Após depoimento, senadores destacam erros na gestão da Saúde do Amazonas

Após depoimento, senadores destacam erros na gestão da Saúde do Amazonas

O vice-presidente da CPI da Pandemia, senador Randolfe Rodrigues (Rede-AP), disse que o depoimento de Marcellus Campêlo, ex-secretário de Saúde do Amazonas, permite ter a sensação de que a crise da falta de oxigênio em Manaus foi um conjunto de erros de responsabilidade dos governos locais e do governo federal. Foram mais de sete horas de depoimento à CPI nesta terça-feira (15).

Randolfe citou como exemplo a reabertura do comércio e a liberação de atividades, logo depois de um lockdown, decretado no início do ano.
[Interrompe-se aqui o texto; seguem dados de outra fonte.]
PR #4548, opened 2024-02-20
feat: add Range order pool price to the pool_price_v2 rpc call

syan095:
# Pull Request

Closes: PRO-1050

## Checklist


dandanlen (commented):
Looks fine to me. @AlastairHolmes ?

state-chain/amm/src/lib.rs
```diff
@@ -57,6 +57,14 @@ impl<LiquidityProvider: Clone + Ord> PoolState<LiquidityProvider> {
 		})
 	}
 
+	/// Returns the Range Order sub-pool's current price.
+	/// SwapDirection is ignored as the price are the same for both directions.
+	pub fn current_range_order_pool_price(&mut self) -> Option<(Price, SqrtPriceQ64F96, Tick)> {
```
AlastairHolmes, line 62: So we want to just use the value in range_orders::PoolState::current_sqrt_price (which is not Option), because this is for calculating range order values, not for swaps.

syan095: Done!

O senador destacou que houve uma pressão popular pela liberação das atividades, incentivada por postagens em redes sociais de políticos ligados ao governo federal. Assim, as atividades foram liberadas, mesmo com a posição contrária da Secretaria de Saúde do Amazonas.
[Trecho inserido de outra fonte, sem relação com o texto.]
PR #4549, opened 2024-02-20
chore: arbitrum updates

albert-llimos:
Closes: PRO-1225
Closes: PRO-778

## Checklist

## Summary

Changes and/or updates for Arbitrum. Explanations added as comments to this PR.
Do not take the changes of this PR as-is, we probably want to do some refactoring as explained in the comments. But the Arbitrum specific values should be updated as described here.


engine/src/witness/arb.rs
```diff
@@ -49,26 +49,32 @@ where
 		+ 'static,
 	ProcessingFut: Future<Output = ()> + Send + 'static,
 {
-	let key_manager_address = state_chain_client
```
albert-llimos, line 52: I know this is not a valid change. I am having it here to highlight that we need to have a starting flow that works for the bouncer. I know @ramizhasan111 already discussed this with Alastair, please elaborate on what is the solution.

state-chain/chains/src/evm.rs
```diff
@@ -24,12 +24,21 @@ use sp_std::{convert::TryFrom, str, vec};
 #[derive(Clone, Debug, PartialEq, Eq)]
 pub struct EvmCrypto;
 
+// TODO: Since they are different we can probably move this to its own
+// respective files (arb.rs and eth.rs)
```
albert-llimos, line 28: As explained in the comments, ARB & ETH have different gas consumptions. I assume this should be refactored in their own files.

state-chain/chains/src/evm.rs
```diff
@@ -24,12 +24,21 @@ use sp_std::{convert::TryFrom, str, vec};
...
-	pub const GAS_COST_PER_TRANSFER_TOKEN: u128 = 40_000;
+	pub const ETH_BASE_COST_PER_BATCH: u128 = 50_000;
+	pub const ETH_GAS_COST_PER_FETCH: u128 = 30_000;
+	pub const ETH_GAS_COST_PER_TRANSFER_NATIVE: u128 = 20_000;
+	pub const ETH_GAS_COST_PER_TRANSFER_TOKEN: u128 = 40_000;
+
+	// TODO: We might have to be able to update these on the fly. They are 
+	// variable with the L1 calldata prize and L1 calldata size. L1 calldata
+	// price will change in 4844 and L1 calldata size will change as Arb improves.
+	pub const ARB_BASE_COST_PER_BATCH: u128 = 5_200_000;
```
albert-llimos, line 38: Could we have this values so they can be updated on a runtime upgrade? Governance is a bit unnecessary, but we want some way to decrease this amounts when it makes sense.

state-chain/pallets/cf-swapping/src/lib.rs
```diff
@@ -456,7 +456,8 @@ pub mod pallet {
 			if channel_metadata.is_some() {
 				// Currently only Ethereum supports CCM.
 				ensure!(
-					ForeignChain::Ethereum == destination_asset.into(),
+					ForeignChain::Ethereum == destination_asset.into() ||
+						ForeignChain::Arbitrum == destination_asset.into(),
```
albert-llimos, line 460: This should probably be refactored into a function/type that contains chains that support CCM, since in the future there will be more chains with CCM (e.g. Solana).

state-chain/runtime/src/chainflip.rs
```diff
@@ -164,7 +164,11 @@ impl EvmPriorityFee<Ethereum> for EthTransactionBuilder {
 		Some(U256::from(tracked_data.priority_fee))
 	}
 }
-impl EvmPriorityFee<Arbitrum> for ArbTransactionBuilder {}
+impl EvmPriorityFee<Arbitrum> for ArbTransactionBuilder {
+	fn get_priority_fee(tracked_data: &<Arbitrum as Chain>::TrackedData) -> Option<U256> {
+		Some(U256::from(0))
```
albert-llimos, line 169: Setting this to zero instead of None because otherwise the CFE ends up estimating and setting a priority fee as part of the `estimate_gas` call`. We want it to be zero.

engine/src/witness/arb.rs
albert-llimos: tracked here: https://linear.app/chainflip/issue/PRO-1224/arbitrum-contracts-should-be-injected-on-runtime-upgrade

state-chain/chains/src/evm.rs
dandanlen: The can already be changed with a runtime upgrade. And we recently introduced a per-chain multplier for gas adjustments. 

We just need to make sure that these values are correct relative to each other.

state-chain/chains/src/evm.rs
dandanlen: I agree separate modules would be better.

state-chain/runtime/src/chainflip.rs
dandanlen: Maybe add a comment to this effect so nobody feels tempted to change it.

state-chain/chains/src/evm.rs
albert-llimos: Cool, didn't know that. Then we're good :+1:

engine/src/witness/arb.rs
ramizhasan111: We have the functionality to insert the contract addresses on runtime upgrade for live networks. For localnets we can have the contract addresses inserted on genesis via chainspec.

ramizhasan111: That way the engine will read the correct addresses when starting up

albert-llimos: Yes agree. This is outdated and already removed. (just writing it here in case Dan sees these comments and gets confused).

albert-llimos:
I just made the changes myself as it seemed easy to do. @ramizhasan111 @dandanlen this is now fully ready for review and merge.

ramizhasan111 (approved):
LGTM

state-chain/chains/src/arb.rs
```diff
@@ -82,19 +82,26 @@ impl ArbitrumTrackedData {
 	}
 }
 
+pub mod fees {
+	pub const ARB_BASE_COST_PER_BATCH: u128 = 5_200_000;
+	pub const ARB_GAS_COST_PER_FETCH: u128 = 1_700_000;
+	pub const ARB_GAS_COST_PER_TRANSFER_NATIVE: u128 = 1_500_000;
+	pub const ARB_GAS_COST_PER_TRANSFER_TOKEN: u128 = 1_800_000;
+}
```
dandanlen, line 90: naming nit: since the fees are already namespaced in `arb::fees`, the `ARB_` prefix seems redundant. Same for eth::fees and ETH_.

state-chain/runtime/src/chainflip.rs
```diff
@@ -147,13 +147,13 @@ impl cf_traits::WaivedFees for WaivedFees {
 /// We are willing to pay at most 2x the base fee. This is approximately the theoretical
 /// limit of the rate of increase of the base fee over 6 blocks (12.5% per block).
 const ETHEREUM_BASE_FEE_MULTIPLIER: FixedU64 = FixedU64::from_rational(2, 1);
-/// TODO!!:We are willing to pay at most 2x the base fee. This is approximately the theoretical
-/// limit of the rate of increase of the base fee over 6 blocks (12.5% per block).
-const ARBITRUM_BASE_FEE_MULTIPLIER: FixedU64 = FixedU64::from_rational(2, 1);
-// We arbitrarily set the MAX_GAS_LIMIT we are willing broadcast to 10M.
+/// For Arbitrum we could theoretically set the multiplier to 1 but we add
+/// a smaller multiplier for future proofing.
+const ARBITRUM_BASE_FEE_MULTIPLIER: FixedU64 = FixedU64::from_rational(3, 2);
```
dandanlen, line 152: 3/2 is greater than 1 is the comment wrong or the value?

— O depoimento de hoje só confirma que ocorreram graves irregularidades por parte do Ministério da Saúde naquele momento em Manaus — declarou o senador.
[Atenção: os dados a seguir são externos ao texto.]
PR #4552, opened 2024-02-20
feat: add boost lp account to bouncer and fund it on setup_swaps

marcellorigotti:
# Pull Request

Closes: PRO-1188

## Checklist

## Summary

- Added a genesis account called LP_BOOST, which will be used to run the bouncer tests for boost (in localnet)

Por outro lado, Marcos Rogério (DEM-RO) afirmou que o depoimento de Campêlo à CPI “espanca uma das narrativas mais repetidas”: a de que o governo federal não agiu corretamente na crise de oxigênio em Manaus. Segundo o senador, a fala do ex-secretário mostra que o Ministério da Saúde atendeu às demandas do estado no dia seguinte ao pedido. Marcos Rogério ainda disse que a situação difícil da saúde no Amazonas já vinha de antes da pandemia e apontou o que chamou de falta de iniciativa do governo do estado.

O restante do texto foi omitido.